Meskipun potensi ekonomi besar seperti kopi, kayu manis, karet, dan wisata air terjun ada, jalan yang hanya sekitar 17 kilometer dari desa menuju pusat kecamatan tidak pernah diaspal sejak 1996.

"Hanya sekali pengerasan pada 2008 lalu. Statusnya jalan kabupaten," jelas Uddin.

Kerusakan jalan ini mengganggu transportasi, terutama saat musim hujan, dan membuat harga komoditas pertanian menjadi murah.

Warga yang memiliki mobil pun sangat sedikit.

“Mobil itu dipakai kerja. Kalau ada keperluan mendadak (sakit), sewanya mahal. Kondisi jalan rusak membuat orang jadi malas menyewakan,” kata Uddin.

Biaya sewa mobil ke Bangko mencapai Rp 1-1,5 juta per hari, dan jika dirujuk ke Kota Jambi atau Padang, bisa mencapai Rp 4-5 juta.
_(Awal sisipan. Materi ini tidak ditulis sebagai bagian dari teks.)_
PR #956, opened 2021-06-14
Add support for a no-op encode for TIM names

pshapiro4broad:
In the case where the passed string doesn't need any encoding, the original string is returned.


fboulnois (approved):
lgtm, thank you!

samanehsan (approved):
Lgtm!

Warga harus gotong royong, dengan belasan orang mengawal menggunakan motor agar mobil tidak terjebak.

“Kalau tidak mampu dirawat di rumah. Jika terpaksa harus ke rumah sakit, ya pakai motor,” ungkap Uddin.

Uddin menceritakan pengalaman pilu salah seorang warganya bernama Sariyanto,. 

Ketika istri Sariyanto hamil lebih delapan bulan, bidan menyarankan agar segera dibawa ke rumah sakit di Bangko.

Sayangnya, keluarganya tak memiliki uang untuk menyewa mobil dan terpaksa mengandalkan motor.

Akibat kondisi jalan yang rusak dan jarak tempuh yang jauh, anak mereka pun tidak tertolong.

“Nyawa anaknya tidak tertolong. Sariyanto tidak mampu bayar ambulans, lalu bawa jenazah anaknya diam-diam pakai motor dari rumah sakit pulang ke desa,” jelas Kepala Desa, mengungkapkan betapa mengerikannya situasi yang dihadapi warga.

Jalan rusak bukan hanya di Desa Lubuk Birah. Tahun lalu, Ades, warga Desa Pematang Pauh, Kecamatan Jangkat Timur, Merangin, terpaksa melahirkan di mobil karena akses jalan yang rusak.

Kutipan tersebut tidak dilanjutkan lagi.